(The input begins)

Issue #1074, opened 2020-07-01
Improve records loading on map view


awalkowiak:
Currently, the map view is getting records from the same endpoint as the grid view. It should have a separate endpoint with separate DTO (with fields it only requires). Also, map view and grid view records should have separated reducers state (when going back from the map to the grid view we should get the same records amount - page as before going to the map view).

bognasoldev89:
**Tested with success**

**Environment**
- Staging env
- Browsers
-- Chrome 83.0.4103.116

**Verified cases**
- Changing view from grid to map and back with different amount of records loaded
- Comparing console for organizations on map and grid view

**Summary**
The map view shows pins for all of the available records, but the amount of loaded records doesn't change. The console view confirms the different DTO.

**Attachments**
- Changing views between grid and map
![sn 1074 map](https://user-images.githubusercontent.com/51324797/87768736-e1bb2800-c81c-11ea-8cfd-257801bb6092.gif)

- Console for grid view
![sn 1074 grid view](https://user-images.githubusercontent.com/51324797/87768754-e97acc80-c81c-11ea-9bb7-42ca321a3846.png)

- Console for map view
![sn 1074 console map view](https://user-images.githubusercontent.com/51324797/87768763-eda6ea00-c81c-11ea-9ab0-633acfad54b2.png)

PR #1091, opened 2020-07-10
#1074: Improve records loading on map view

kdondziak:


src/main/java/org/benetech/servicenet/service/ActivityService.java
```diff
@@ -31,5 +32,9 @@
 
     Page<ProviderRecordDTO> getAllPartnerActivities(ProviderFilterDTO providerFilterDTO, String search, Pageable pageable);
 
+    Page<ProviderRecordForMapDTO> getAllPartnerActivitiesForMap(ProviderFilterDTO providerFilterDTO, String search, Pageable pageable);
```
awalkowiak, line 35: Do we need pagination in this endpoint?

Issue #1045, opened 2020-06-02
Create a setting that allows certain silos to expose a public facing list of records


johnhbenetech:
In the silo admin page, create a setting that allows for a public (unauthenticated) view of the records. There will be silos with this setting off, and off should be the default.

This view will be very similar to the current page, but just will not have the 'Your record' section at the top (therefore no ability to add records). Once again this is a 'read-only' view.

If possible this should automatically create the endpoint for this as well. Let me know what's possible here, for instance:

chicago.servicenet.benetech.org
or
servicenet.benetech.org/#/chicago
or
whatever else might be best approach

kdondziak:
Creating public option will be handled in https://github.com/benetech/ServiceNet/issues/1054

kdondziak:
@johnhbenetech Should unauthorized user have access to single record view (when clicking on link on record card)?

johnhbenetech:
Yes


________________________________

kdondziak:
How to test:
1. Set some silo as public.
2. Log out and got to /public/"Name of the silo"

abaranowska1:
@kdondziak Please take a look for a small UI issue: 
- Mobile: Logo is not centered and I think we can move the whole section up or do the same bar as on web view 
![image](https://user-images.githubusercontent.com/61964176/88279908-20515680-cce5-11ea-85a5-50d8a144e96c.png)
![image](https://user-images.githubusercontent.com/61964176/88280061-758d6800-cce5-11ea-8f16-fb1a87b22855.png)
- Firefox issue: I don't know why we have doubled scroll bar, could you check it? 
![Peek 2020-07-23 12-49](https://user-images.githubusercontent.com/61964176/88280268-c8671f80-cce5-11ea-8731-20f9f8475221.gif)

@johnhbenetech URL address is sensitive to small and capital letter in the name of Silo, is it ok for you?

johnhbenetech:
Case-sensitive url is fine

abaranowska1:
@kdondziak 
Please take a look at the mobile view. If you can, center benetech logo and I think we can move the whole section up or do the same bar as on web view.
![Selection_534](https://user-images.githubusercontent.com/61964176/88377425-6f5bc200-cd9f-11ea-98f4-65fac632afa7.png)

Firefox issue was fixed. There is no doubled scroll bar. 
![image](https://user-images.githubusercontent.com/61964176/88377386-5c48f200-cd9f-11ea-9f6c-d45ded68d231.png)

[...]

PR #1097, opened 2020-07-21
#1045: Create a setting that allows certain silos to expose a public …

kdondziak:
…facing list of records

### DIFF
--- a/src/main/java/org/benetech/servicenet/repository/ProviderRecordsRepository.java
+++ b/src/main/java/org/benetech/servicenet/repository/ProviderRecordsRepository.java
@@ -86,7 +86,39 @@ public class ProviderRecordsRepository {
         }
 
         List<Organization> results = query.getResultList();
-        Long total = this.getTotal(providerFilterDTO, userProfile, search);
+
+        Long total = 0L;
+        if (results != null && results.size() > 0) {
+            total = this.getTotal(providerFilterDTO, userProfile, search);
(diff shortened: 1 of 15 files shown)


src/main/java/org/benetech/servicenet/repository/ProviderRecordsRepository.java
```diff
@@ -225,6 +312,14 @@ private Long getTotal(ProviderFilterDTO providerFilterDTO, UserProfile userProfi
         return em.createQuery(countCriteria).getSingleResult();
     }
 
+    private Long getTotal(ProviderFilterDTO providerFilterDTO, Silo silo, String search) {
+        CriteriaQuery<Long> countCriteria = cb.createQuery(Long.class);
+        Root<Organization> selectRoot = countCriteria.from(Organization.class);
+        this.addFilters(countCriteria, selectRoot, silo, providerFilterDTO, search);
+        countCriteria.select(cb.countDistinct(selectRoot));
+        return em.createQuery(countCriteria).getSingleResult();
```
awalkowiak, line 320: I think that when em.createQuery(countCriteria) will be empty, then .getSingleResult() will throw nullpointer. Same case as it happened here: https://github.com/benetech/ServiceNet/blob/dev/src/main/java/org/benetech/servicenet/repository/ShelterRepositoryImpl.java#L101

(The input ends)

## Exercise directions
The complete set of entries above must be reproduced verbatim.

## Written response
Issue #1074, opened 2020-07-01
Improve records loading on map view


awalkowiak:
Currently, the map view is getting records from the same endpoint as the grid view. It should have a separate endpoint with separate DTO (with fields it only requires). Also, map view and grid view records should have separated reducers state (when going back from the map to the grid view we should get the same records amount - page as before going to the map view).

bognasoldev89:
**Tested with success**

**Environment**
- Staging env
- Browsers
-- Chrome 83.0.4103.116

**Verified cases**
- Changing view from grid to map and back with different amount of records loaded
- Comparing console for organizations on map and grid view

**Summary**
The map view shows pins for all of the available records, but the amount of loaded records doesn't change. The console view confirms the different DTO.

**Attachments**
- Changing views between grid and map
![sn 1074 map](https://user-images.githubusercontent.com/51324797/87768736-e1bb2800-c81c-11ea-8cfd-257801bb6092.gif)

- Console for grid view
![sn 1074 grid view](https://user-images.githubusercontent.com/51324797/87768754-e97acc80-c81c-11ea-9bb7-42ca321a3846.png)

- Console for map view
![sn 1074 console map view](https://user-images.githubusercontent.com/51324797/87768763-eda6ea00-c81c-11ea-9ab0-633acfad54b2.png)

PR #1091, opened 2020-07-10
#1074: Improve records loading on map view

kdondziak:


src/main/java/org/benetech/servicenet/service/ActivityService.java
```diff
@@ -31,5 +32,9 @@
 
     Page<ProviderRecordDTO> getAllPartnerActivities(ProviderFilterDTO providerFilterDTO, String search, Pageable pageable);
 
+    Page<ProviderRecordForMapDTO> getAllPartnerActivitiesForMap(ProviderFilterDTO providerFilterDTO, String search, Pageable pageable);
```
awalkowiak, line 35: Do we need pagination in this endpoint?

Issue #1045, opened 2020-06-02
Create a setting that allows certain silos to expose a public facing list of records


johnhbenetech:
In the silo admin page, create a setting that allows for a public (unauthenticated) view of the records. There will be silos with this setting off, and off should be the default.

This view will be very similar to the current page, but just will not have the 'Your record' section at the top (therefore no ability to add records). Once again this is a 'read-only' view.

If possible this should automatically create the endpoint for this as well. Let me know what's possible here, for instance:

chicago.servicenet.benetech.org
or
servicenet.benetech.org/#/chicago
or
whatever else might be best approach

kdondziak:
Creating public option will be handled in https://github.com/benetech/ServiceNet/issues/1054

kdondziak:
@johnhbenetech Should unauthorized user have access to single record view (when clicking on link on record card)?

johnhbenetech:
Yes


________________________________

kdondziak:
How to test:
1. Set some silo as public.
2. Log out and got to /public/"Name of the silo"

abaranowska1:
@kdondziak Please take a look for a small UI issue: 
- Mobile: Logo is not centered and I think we can move the whole section up or do the same bar as on web view 
![image](https://user-images.githubusercontent.com/61964176/88279908-20515680-cce5-11ea-85a5-50d8a144e96c.png)
![image](https://user-images.githubusercontent.com/61964176/88280061-758d6800-cce5-11ea-8f16-fb1a87b22855.png)
- Firefox issue: I don't know why we have doubled scroll bar, could you check it? 
![Peek 2020-07-23 12-49](https://user-images.githubusercontent.com/61964176/88280268-c8671f80-cce5-11ea-8731-20f9f8475221.gif)

@johnhbenetech URL address is sensitive to small and capital letter in the name of Silo, is it ok for you?

johnhbenetech:
Case-sensitive url is fine

abaranowska1:
@kdondziak 
Please take a look at the mobile view. If you can, center benetech logo and I think we can move the whole section up or do the same bar as on web view.
![Selection_534](https://user-images.githubusercontent.com/61964176/88377425-6f5bc200-cd9f-11ea-98f4-65fac632afa7.png)

Firefox issue was fixed. There is no doubled scroll bar. 
![image](https://user-images.githubusercontent.com/61964176/88377386-5c48f200-cd9f-11ea-9f6c-d45ded68d231.png)

[...]

PR #1097, opened 2020-07-21
#1045: Create a setting that allows certain silos to expose a public …

kdondziak:
…facing list of records

### DIFF
--- a/src/main/java/org/benetech/servicenet/repository/ProviderRecordsRepository.java
+++ b/src/main/java/org/benetech/servicenet/repository/ProviderRecordsRepository.java
@@ -86,7 +86,39 @@ public class ProviderRecordsRepository {
         }
 
         List<Organization> results = query.getResultList();
-        Long total = this.getTotal(providerFilterDTO, userProfile, search);
+
+        Long total = 0L;
+        if (results != null && results.size() > 0) {
+            total = this.getTotal(providerFilterDTO, userProfile, search);
(diff shortened: 1 of 15 files shown)


src/main/java/org/benetech/servicenet/repository/ProviderRecordsRepository.java
```diff
@@ -225,6 +312,14 @@ private Long getTotal(ProviderFilterDTO providerFilterDTO, UserProfile userProfi
         return em.createQuery(countCriteria).getSingleResult();
     }
 
+    private Long getTotal(ProviderFilterDTO providerFilterDTO, Silo silo, String search) {
+        CriteriaQuery<Long> countCriteria = cb.createQuery(Long.class);
+        Root<Organization> selectRoot = countCriteria.from(Organization.class);
+        this.addFilters(countCriteria, selectRoot, silo, providerFilterDTO, search);
+        countCriteria.select(cb.countDistinct(selectRoot));
+        return em.createQuery(countCriteria).getSingleResult();
```
awalkowiak, line 320: I think that when em.createQuery(countCriteria) will be empty, then .getSingleResult() will throw nullpointer. Same case as it happened here: https://github.com/benetech/ServiceNet/blob/dev/src/main/java/org/benetech/servicenet/repository/ShelterRepositoryImpl.java#L101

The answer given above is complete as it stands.